• _RECORDED DATA_:
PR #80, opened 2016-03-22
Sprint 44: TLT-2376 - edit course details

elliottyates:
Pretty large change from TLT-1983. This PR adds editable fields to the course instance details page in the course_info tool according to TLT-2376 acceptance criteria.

• _ASSIGNMENT_:
Copy each line of the listing that contains the string "details".

• _REPLY_:
Sprint 44: TLT-2376 - edit course details
Pretty large change from TLT-1983. This PR adds editable fields to the course instance details page in the course_info tool according to TLT-2376 acceptance criteria.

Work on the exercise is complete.